__INPUT DATA__:
____________________

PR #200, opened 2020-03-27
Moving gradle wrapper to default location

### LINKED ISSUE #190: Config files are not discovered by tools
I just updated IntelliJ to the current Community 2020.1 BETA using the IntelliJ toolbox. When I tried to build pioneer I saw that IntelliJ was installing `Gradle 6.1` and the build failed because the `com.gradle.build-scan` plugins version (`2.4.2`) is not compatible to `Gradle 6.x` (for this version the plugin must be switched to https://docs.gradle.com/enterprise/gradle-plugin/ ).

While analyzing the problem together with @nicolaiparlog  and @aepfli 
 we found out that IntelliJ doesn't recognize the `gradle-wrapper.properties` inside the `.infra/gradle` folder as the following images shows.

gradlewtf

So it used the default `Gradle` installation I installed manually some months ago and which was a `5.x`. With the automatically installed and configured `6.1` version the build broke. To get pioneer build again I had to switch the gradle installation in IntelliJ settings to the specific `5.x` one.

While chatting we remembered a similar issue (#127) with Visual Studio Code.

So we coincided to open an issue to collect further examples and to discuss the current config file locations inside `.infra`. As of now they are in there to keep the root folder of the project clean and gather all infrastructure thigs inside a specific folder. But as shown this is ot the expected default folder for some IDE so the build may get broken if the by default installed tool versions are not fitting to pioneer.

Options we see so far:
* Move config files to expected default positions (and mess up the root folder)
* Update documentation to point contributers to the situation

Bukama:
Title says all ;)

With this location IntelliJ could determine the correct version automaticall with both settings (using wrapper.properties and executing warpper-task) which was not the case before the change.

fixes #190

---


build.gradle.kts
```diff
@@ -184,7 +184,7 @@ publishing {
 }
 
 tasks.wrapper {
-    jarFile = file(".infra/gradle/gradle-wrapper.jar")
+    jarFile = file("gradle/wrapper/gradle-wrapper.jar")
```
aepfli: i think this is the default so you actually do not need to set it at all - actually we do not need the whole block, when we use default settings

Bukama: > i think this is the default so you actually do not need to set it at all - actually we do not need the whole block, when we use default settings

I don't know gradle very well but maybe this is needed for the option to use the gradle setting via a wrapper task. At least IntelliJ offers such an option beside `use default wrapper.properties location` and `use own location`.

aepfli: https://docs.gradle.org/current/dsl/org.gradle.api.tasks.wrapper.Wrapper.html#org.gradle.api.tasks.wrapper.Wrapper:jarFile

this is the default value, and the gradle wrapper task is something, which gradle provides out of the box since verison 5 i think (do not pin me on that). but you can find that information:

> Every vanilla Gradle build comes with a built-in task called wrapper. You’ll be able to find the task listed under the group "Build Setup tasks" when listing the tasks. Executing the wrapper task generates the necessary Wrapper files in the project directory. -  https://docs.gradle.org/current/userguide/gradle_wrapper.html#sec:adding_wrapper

____________________

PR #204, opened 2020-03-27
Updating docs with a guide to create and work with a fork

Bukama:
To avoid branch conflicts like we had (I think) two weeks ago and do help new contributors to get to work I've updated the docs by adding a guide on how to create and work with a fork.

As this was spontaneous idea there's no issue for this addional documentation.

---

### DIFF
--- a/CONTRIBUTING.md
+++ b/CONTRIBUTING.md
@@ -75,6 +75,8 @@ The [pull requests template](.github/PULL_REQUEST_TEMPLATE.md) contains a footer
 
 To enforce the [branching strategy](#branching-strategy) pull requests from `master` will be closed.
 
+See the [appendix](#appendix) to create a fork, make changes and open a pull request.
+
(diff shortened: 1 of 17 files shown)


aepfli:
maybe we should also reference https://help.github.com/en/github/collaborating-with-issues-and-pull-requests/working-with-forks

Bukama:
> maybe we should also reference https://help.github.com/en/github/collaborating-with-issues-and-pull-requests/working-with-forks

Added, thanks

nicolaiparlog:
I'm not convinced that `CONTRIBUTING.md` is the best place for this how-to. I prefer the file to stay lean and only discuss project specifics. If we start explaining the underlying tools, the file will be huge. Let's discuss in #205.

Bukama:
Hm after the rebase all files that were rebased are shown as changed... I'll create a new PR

____________________

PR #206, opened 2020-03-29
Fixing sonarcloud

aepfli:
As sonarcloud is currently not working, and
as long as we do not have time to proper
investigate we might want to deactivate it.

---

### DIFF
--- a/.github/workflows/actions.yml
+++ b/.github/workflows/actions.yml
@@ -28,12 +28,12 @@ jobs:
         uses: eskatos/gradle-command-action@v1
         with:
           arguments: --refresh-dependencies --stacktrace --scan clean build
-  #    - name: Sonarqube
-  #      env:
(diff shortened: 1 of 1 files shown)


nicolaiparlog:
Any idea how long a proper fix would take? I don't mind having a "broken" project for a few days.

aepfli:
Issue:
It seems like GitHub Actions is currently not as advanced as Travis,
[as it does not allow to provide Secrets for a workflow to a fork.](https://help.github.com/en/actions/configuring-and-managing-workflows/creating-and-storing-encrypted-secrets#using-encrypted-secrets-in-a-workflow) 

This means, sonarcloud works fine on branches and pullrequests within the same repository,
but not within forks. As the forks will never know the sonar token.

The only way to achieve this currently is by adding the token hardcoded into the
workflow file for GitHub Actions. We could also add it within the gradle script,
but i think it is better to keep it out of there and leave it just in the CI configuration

____________________

__YOUR ASSIGNMENT__: The stretch of entries above that starts with the line containing "to the situation" and goes on through the line containing "Every vanilla Gradle" is to be transcribed exactly, and no other line is to be transcribed.

__TASK RESULT__:
* Update documentation to point contributers to the situation

Bukama:
Title says all ;)

With this location IntelliJ could determine the correct version automaticall with both settings (using wrapper.properties and executing warpper-task) which was not the case before the change.

fixes #190

---


build.gradle.kts
```diff
@@ -184,7 +184,7 @@ publishing {
 }
 
 tasks.wrapper {
-    jarFile = file(".infra/gradle/gradle-wrapper.jar")
+    jarFile = file("gradle/wrapper/gradle-wrapper.jar")
```
aepfli: i think this is the default so you actually do not need to set it at all - actually we do not need the whole block, when we use default settings

Bukama: > i think this is the default so you actually do not need to set it at all - actually we do not need the whole block, when we use default settings

I don't know gradle very well but maybe this is needed for the option to use the gradle setting via a wrapper task. At least IntelliJ offers such an option beside `use default wrapper.properties location` and `use own location`.

aepfli: https://docs.gradle.org/current/dsl/org.gradle.api.tasks.wrapper.Wrapper.html#org.gradle.api.tasks.wrapper.Wrapper:jarFile

this is the default value, and the gradle wrapper task is something, which gradle provides out of the box since verison 5 i think (do not pin me on that). but you can find that information:

> Every vanilla Gradle build comes with a built-in task called wrapper. You’ll be able to find the task listed under the group "Build Setup tasks" when listing the tasks. Executing the wrapper task generates the necessary Wrapper files in the project directory. -  https://docs.gradle.org/current/userguide/gradle_wrapper.html#sec:adding_wrapper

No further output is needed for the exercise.